[[ Dataset entries open ]]

PR #2903, opened 2022-02-03
Update middleware sample

Shane32:
- Make the middleware a singleton
- Pulls `ISchema` via DI
- Middleware implements ASP.Net `IMiddleware` interface

### DIFF
--- a/src/GraphQL.Harness/Startup.cs
+++ b/src/GraphQL.Harness/Startup.cs
@@ -56,6 +56,7 @@ namespace GraphQL.Harness
             // add infrastructure stuff
             services.AddHttpContextAccessor();
             services.AddLogging(builder => builder.AddConsole());
+            services.AddSingleton<GraphQLMiddleware>();
 
             // add options configuration
             services.Configure<GraphQLSettings>(Configuration);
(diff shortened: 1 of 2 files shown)


src/GraphQL.Harness/Startup.cs
```diff
@@ -56,6 +56,7 @@ public void ConfigureServices(IServiceCollection services)
             // add infrastructure stuff
             services.AddHttpContextAccessor();
             services.AddLogging(builder => builder.AddConsole());
+            services.AddSingleton<GraphQLMiddleware>();
```
sungam3r, line 59: How did it work before? I mean ` app.UseMiddleware<GraphQLMiddleware>();` without `services.Add`?

sungam3r: All services from ctor and Invaoke are discovered and pulled by ASP.NET subsystem, right?

sungam3r (approved):

src/GraphQL.Harness/Startup.cs
Shane32: Previously, yes that was correct, as it was "ASP.Net Core convention-based middleware".  It was essentially a scoped/transient service, and DI services could be added to either the constructor or Invoke method.

With this change, the middleware is pulled from DI and it is called "ASP.Net Core factory-based middleware".

I think it's just a clearer sample.

sungam3r: What about middleware from server repo?

Shane32: I'll review when I look at the serialization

[[ Dataset entries closed ]]

> [About this task]: All of the data is to be written out again, word for word.

> [Solved problem]:
PR #2903, opened 2022-02-03
Update middleware sample

Shane32:
- Make the middleware a singleton
- Pulls `ISchema` via DI
- Middleware implements ASP.Net `IMiddleware` interface

### DIFF
--- a/src/GraphQL.Harness/Startup.cs
+++ b/src/GraphQL.Harness/Startup.cs
@@ -56,6 +56,7 @@ namespace GraphQL.Harness
             // add infrastructure stuff
             services.AddHttpContextAccessor();
             services.AddLogging(builder => builder.AddConsole());
+            services.AddSingleton<GraphQLMiddleware>();
 
             // add options configuration
             services.Configure<GraphQLSettings>(Configuration);
(diff shortened: 1 of 2 files shown)


src/GraphQL.Harness/Startup.cs
```diff
@@ -56,6 +56,7 @@ public void ConfigureServices(IServiceCollection services)
             // add infrastructure stuff
             services.AddHttpContextAccessor();
             services.AddLogging(builder => builder.AddConsole());
+            services.AddSingleton<GraphQLMiddleware>();
```
sungam3r, line 59: How did it work before? I mean ` app.UseMiddleware<GraphQLMiddleware>();` without `services.Add`?

sungam3r: All services from ctor and Invaoke are discovered and pulled by ASP.NET subsystem, right?

sungam3r (approved):

src/GraphQL.Harness/Startup.cs
Shane32: Previously, yes that was correct, as it was "ASP.Net Core convention-based middleware".  It was essentially a scoped/transient service, and DI services could be added to either the constructor or Invoke method.

With this change, the middleware is pulled from DI and it is called "ASP.Net Core factory-based middleware".

I think it's just a clearer sample.

sungam3r: What about middleware from server repo?

Shane32: I'll review when I look at the serialization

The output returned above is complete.